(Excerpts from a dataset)
>>

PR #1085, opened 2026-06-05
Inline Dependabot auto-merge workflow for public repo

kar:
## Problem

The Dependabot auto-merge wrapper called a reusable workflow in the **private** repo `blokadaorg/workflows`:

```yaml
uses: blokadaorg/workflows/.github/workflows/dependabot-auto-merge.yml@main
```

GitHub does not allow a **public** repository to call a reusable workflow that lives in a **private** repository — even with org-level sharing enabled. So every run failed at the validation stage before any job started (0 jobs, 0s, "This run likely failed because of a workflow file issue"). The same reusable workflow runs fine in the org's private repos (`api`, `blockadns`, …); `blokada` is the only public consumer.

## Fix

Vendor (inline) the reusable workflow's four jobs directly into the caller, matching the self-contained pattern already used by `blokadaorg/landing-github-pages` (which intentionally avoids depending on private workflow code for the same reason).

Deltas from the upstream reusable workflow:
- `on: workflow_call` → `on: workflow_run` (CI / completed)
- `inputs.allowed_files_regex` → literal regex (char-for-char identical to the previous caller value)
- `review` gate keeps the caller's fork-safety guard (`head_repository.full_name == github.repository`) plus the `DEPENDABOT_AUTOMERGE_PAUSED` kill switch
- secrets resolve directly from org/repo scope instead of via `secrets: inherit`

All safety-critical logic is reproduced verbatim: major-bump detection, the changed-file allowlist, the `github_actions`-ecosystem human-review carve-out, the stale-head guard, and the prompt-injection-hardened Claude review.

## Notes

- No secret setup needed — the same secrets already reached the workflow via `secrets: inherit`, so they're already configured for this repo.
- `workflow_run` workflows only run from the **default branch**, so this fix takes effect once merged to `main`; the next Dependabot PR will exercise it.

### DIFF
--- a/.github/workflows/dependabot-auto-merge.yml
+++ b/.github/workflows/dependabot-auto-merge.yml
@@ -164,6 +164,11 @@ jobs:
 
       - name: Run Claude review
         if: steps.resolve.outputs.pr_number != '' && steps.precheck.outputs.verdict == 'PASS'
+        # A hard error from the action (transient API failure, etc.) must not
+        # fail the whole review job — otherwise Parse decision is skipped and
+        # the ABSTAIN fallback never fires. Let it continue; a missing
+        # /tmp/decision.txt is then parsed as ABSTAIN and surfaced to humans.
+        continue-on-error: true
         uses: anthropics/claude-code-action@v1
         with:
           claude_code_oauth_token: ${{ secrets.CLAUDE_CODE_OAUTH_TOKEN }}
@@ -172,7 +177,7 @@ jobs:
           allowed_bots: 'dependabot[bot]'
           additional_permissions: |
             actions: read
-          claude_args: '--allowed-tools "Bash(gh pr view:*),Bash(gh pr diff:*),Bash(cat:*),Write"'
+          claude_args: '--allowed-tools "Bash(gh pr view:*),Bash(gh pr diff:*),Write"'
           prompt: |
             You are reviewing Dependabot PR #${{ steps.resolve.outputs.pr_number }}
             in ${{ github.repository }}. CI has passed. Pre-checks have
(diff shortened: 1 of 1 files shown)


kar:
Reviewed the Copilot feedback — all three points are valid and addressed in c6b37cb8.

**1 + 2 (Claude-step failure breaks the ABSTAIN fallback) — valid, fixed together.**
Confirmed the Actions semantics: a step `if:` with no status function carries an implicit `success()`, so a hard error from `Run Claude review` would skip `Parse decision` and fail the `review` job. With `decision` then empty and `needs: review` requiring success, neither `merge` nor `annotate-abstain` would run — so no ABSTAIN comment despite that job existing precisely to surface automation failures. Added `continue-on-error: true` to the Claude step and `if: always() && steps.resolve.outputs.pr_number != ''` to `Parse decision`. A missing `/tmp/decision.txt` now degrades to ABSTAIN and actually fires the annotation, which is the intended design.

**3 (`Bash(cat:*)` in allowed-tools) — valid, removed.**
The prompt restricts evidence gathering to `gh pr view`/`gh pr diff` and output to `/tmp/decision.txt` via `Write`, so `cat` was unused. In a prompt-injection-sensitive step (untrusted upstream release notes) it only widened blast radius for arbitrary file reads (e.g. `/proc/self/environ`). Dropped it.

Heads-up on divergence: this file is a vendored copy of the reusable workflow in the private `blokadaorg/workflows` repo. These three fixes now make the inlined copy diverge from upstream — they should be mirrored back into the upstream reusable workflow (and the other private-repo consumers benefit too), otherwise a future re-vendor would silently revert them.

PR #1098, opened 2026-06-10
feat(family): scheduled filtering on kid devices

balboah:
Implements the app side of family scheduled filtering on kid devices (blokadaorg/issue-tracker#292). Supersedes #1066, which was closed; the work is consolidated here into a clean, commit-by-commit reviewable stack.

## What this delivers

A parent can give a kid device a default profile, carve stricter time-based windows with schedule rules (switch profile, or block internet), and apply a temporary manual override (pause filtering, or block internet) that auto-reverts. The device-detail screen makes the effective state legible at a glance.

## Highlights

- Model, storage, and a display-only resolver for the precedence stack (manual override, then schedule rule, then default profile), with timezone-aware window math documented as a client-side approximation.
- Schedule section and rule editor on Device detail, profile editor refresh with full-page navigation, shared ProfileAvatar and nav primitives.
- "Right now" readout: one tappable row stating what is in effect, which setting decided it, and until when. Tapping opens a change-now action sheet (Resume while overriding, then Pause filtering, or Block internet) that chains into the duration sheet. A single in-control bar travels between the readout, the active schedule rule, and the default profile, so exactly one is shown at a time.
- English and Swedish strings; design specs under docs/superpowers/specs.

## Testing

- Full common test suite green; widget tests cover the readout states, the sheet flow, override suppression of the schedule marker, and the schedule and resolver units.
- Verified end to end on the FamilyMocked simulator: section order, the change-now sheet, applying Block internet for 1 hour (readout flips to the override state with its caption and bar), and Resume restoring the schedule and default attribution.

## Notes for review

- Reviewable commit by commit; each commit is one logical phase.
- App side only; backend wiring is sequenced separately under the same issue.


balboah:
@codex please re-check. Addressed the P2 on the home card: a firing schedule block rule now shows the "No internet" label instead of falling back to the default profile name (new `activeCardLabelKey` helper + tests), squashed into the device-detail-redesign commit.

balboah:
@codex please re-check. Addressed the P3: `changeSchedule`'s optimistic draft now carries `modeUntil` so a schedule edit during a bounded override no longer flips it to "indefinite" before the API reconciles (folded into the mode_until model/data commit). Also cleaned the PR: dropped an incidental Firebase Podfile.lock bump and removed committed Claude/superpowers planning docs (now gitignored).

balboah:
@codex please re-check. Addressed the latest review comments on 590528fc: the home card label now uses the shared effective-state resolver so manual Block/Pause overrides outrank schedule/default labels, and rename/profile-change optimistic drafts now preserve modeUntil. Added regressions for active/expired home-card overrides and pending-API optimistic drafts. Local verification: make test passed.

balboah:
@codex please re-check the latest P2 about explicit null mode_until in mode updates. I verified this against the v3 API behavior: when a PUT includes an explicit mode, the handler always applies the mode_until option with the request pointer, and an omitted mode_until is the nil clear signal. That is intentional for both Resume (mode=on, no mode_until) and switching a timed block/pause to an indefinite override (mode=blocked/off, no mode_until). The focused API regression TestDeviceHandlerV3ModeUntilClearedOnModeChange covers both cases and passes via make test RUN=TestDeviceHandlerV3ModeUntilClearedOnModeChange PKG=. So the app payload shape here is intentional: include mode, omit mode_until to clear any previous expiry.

<<

- Task requirements -
The data above must be returned in full, exactly as written.

- Task output -
PR #1085, opened 2026-06-05
Inline Dependabot auto-merge workflow for public repo

kar:
## Problem

The Dependabot auto-merge wrapper called a reusable workflow in the **private** repo `blokadaorg/workflows`:

```yaml
uses: blokadaorg/workflows/.github/workflows/dependabot-auto-merge.yml@main
```

GitHub does not allow a **public** repository to call a reusable workflow that lives in a **private** repository — even with org-level sharing enabled. So every run failed at the validation stage before any job started (0 jobs, 0s, "This run likely failed because of a workflow file issue"). The same reusable workflow runs fine in the org's private repos (`api`, `blockadns`, …); `blokada` is the only public consumer.

## Fix

Vendor (inline) the reusable workflow's four jobs directly into the caller, matching the self-contained pattern already used by `blokadaorg/landing-github-pages` (which intentionally avoids depending on private workflow code for the same reason).

Deltas from the upstream reusable workflow:
- `on: workflow_call` → `on: workflow_run` (CI / completed)
- `inputs.allowed_files_regex` → literal regex (char-for-char identical to the previous caller value)
- `review` gate keeps the caller's fork-safety guard (`head_repository.full_name == github.repository`) plus the `DEPENDABOT_AUTOMERGE_PAUSED` kill switch
- secrets resolve directly from org/repo scope instead of via `secrets: inherit`

All safety-critical logic is reproduced verbatim: major-bump detection, the changed-file allowlist, the `github_actions`-ecosystem human-review carve-out, the stale-head guard, and the prompt-injection-hardened Claude review.

## Notes

- No secret setup needed — the same secrets already reached the workflow via `secrets: inherit`, so they're already configured for this repo.
- `workflow_run` workflows only run from the **default branch**, so this fix takes effect once merged to `main`; the next Dependabot PR will exercise it.

### DIFF
--- a/.github/workflows/dependabot-auto-merge.yml
+++ b/.github/workflows/dependabot-auto-merge.yml
@@ -164,6 +164,11 @@ jobs:
 
       - name: Run Claude review
         if: steps.resolve.outputs.pr_number != '' && steps.precheck.outputs.verdict == 'PASS'
+        # A hard error from the action (transient API failure, etc.) must not
+        # fail the whole review job — otherwise Parse decision is skipped and
+        # the ABSTAIN fallback never fires. Let it continue; a missing
+        # /tmp/decision.txt is then parsed as ABSTAIN and surfaced to humans.
+        continue-on-error: true
         uses: anthropics/claude-code-action@v1
         with:
           claude_code_oauth_token: ${{ secrets.CLAUDE_CODE_OAUTH_TOKEN }}
@@ -172,7 +177,7 @@ jobs:
           allowed_bots: 'dependabot[bot]'
           additional_permissions: |
             actions: read
-          claude_args: '--allowed-tools "Bash(gh pr view:*),Bash(gh pr diff:*),Bash(cat:*),Write"'
+          claude_args: '--allowed-tools "Bash(gh pr view:*),Bash(gh pr diff:*),Write"'
           prompt: |
             You are reviewing Dependabot PR #${{ steps.resolve.outputs.pr_number }}
             in ${{ github.repository }}. CI has passed. Pre-checks have
(diff shortened: 1 of 1 files shown)


kar:
Reviewed the Copilot feedback — all three points are valid and addressed in c6b37cb8.

**1 + 2 (Claude-step failure breaks the ABSTAIN fallback) — valid, fixed together.**
Confirmed the Actions semantics: a step `if:` with no status function carries an implicit `success()`, so a hard error from `Run Claude review` would skip `Parse decision` and fail the `review` job. With `decision` then empty and `needs: review` requiring success, neither `merge` nor `annotate-abstain` would run — so no ABSTAIN comment despite that job existing precisely to surface automation failures. Added `continue-on-error: true` to the Claude step and `if: always() && steps.resolve.outputs.pr_number != ''` to `Parse decision`. A missing `/tmp/decision.txt` now degrades to ABSTAIN and actually fires the annotation, which is the intended design.

**3 (`Bash(cat:*)` in allowed-tools) — valid, removed.**
The prompt restricts evidence gathering to `gh pr view`/`gh pr diff` and output to `/tmp/decision.txt` via `Write`, so `cat` was unused. In a prompt-injection-sensitive step (untrusted upstream release notes) it only widened blast radius for arbitrary file reads (e.g. `/proc/self/environ`). Dropped it.

Heads-up on divergence: this file is a vendored copy of the reusable workflow in the private `blokadaorg/workflows` repo. These three fixes now make the inlined copy diverge from upstream — they should be mirrored back into the upstream reusable workflow (and the other private-repo consumers benefit too), otherwise a future re-vendor would silently revert them.

PR #1098, opened 2026-06-10
feat(family): scheduled filtering on kid devices

balboah:
Implements the app side of family scheduled filtering on kid devices (blokadaorg/issue-tracker#292). Supersedes #1066, which was closed; the work is consolidated here into a clean, commit-by-commit reviewable stack.

## What this delivers

A parent can give a kid device a default profile, carve stricter time-based windows with schedule rules (switch profile, or block internet), and apply a temporary manual override (pause filtering, or block internet) that auto-reverts. The device-detail screen makes the effective state legible at a glance.

## Highlights

- Model, storage, and a display-only resolver for the precedence stack (manual override, then schedule rule, then default profile), with timezone-aware window math documented as a client-side approximation.
- Schedule section and rule editor on Device detail, profile editor refresh with full-page navigation, shared ProfileAvatar and nav primitives.
- "Right now" readout: one tappable row stating what is in effect, which setting decided it, and until when. Tapping opens a change-now action sheet (Resume while overriding, then Pause filtering, or Block internet) that chains into the duration sheet. A single in-control bar travels between the readout, the active schedule rule, and the default profile, so exactly one is shown at a time.
- English and Swedish strings; design specs under docs/superpowers/specs.

## Testing

- Full common test suite green; widget tests cover the readout states, the sheet flow, override suppression of the schedule marker, and the schedule and resolver units.
- Verified end to end on the FamilyMocked simulator: section order, the change-now sheet, applying Block internet for 1 hour (readout flips to the override state with its caption and bar), and Resume restoring the schedule and default attribution.

## Notes for review

- Reviewable commit by commit; each commit is one logical phase.
- App side only; backend wiring is sequenced separately under the same issue.


balboah:
@codex please re-check. Addressed the P2 on the home card: a firing schedule block rule now shows the "No internet" label instead of falling back to the default profile name (new `activeCardLabelKey` helper + tests), squashed into the device-detail-redesign commit.

balboah:
@codex please re-check. Addressed the P3: `changeSchedule`'s optimistic draft now carries `modeUntil` so a schedule edit during a bounded override no longer flips it to "indefinite" before the API reconciles (folded into the mode_until model/data commit). Also cleaned the PR: dropped an incidental Firebase Podfile.lock bump and removed committed Claude/superpowers planning docs (now gitignored).

balboah:
@codex please re-check. Addressed the latest review comments on 590528fc: the home card label now uses the shared effective-state resolver so manual Block/Pause overrides outrank schedule/default labels, and rename/profile-change optimistic drafts now preserve modeUntil. Added regressions for active/expired home-card overrides and pending-API optimistic drafts. Local verification: make test passed.

balboah:
@codex please re-check the latest P2 about explicit null mode_until in mode updates. I verified this against the v3 API behavior: when a PUT includes an explicit mode, the handler always applies the mode_until option with the request pointer, and an omitted mode_until is the nil clear signal. That is intentional for both Resume (mode=on, no mode_until) and switching a timed block/pause to an indefinite override (mode=blocked/off, no mode_until). The focused API regression TestDeviceHandlerV3ModeUntilClearedOnModeChange covers both cases and passes via make test RUN=TestDeviceHandlerV3ModeUntilClearedOnModeChange PKG=. So the app payload shape here is intentional: include mode, omit mode_until to clear any previous expiry.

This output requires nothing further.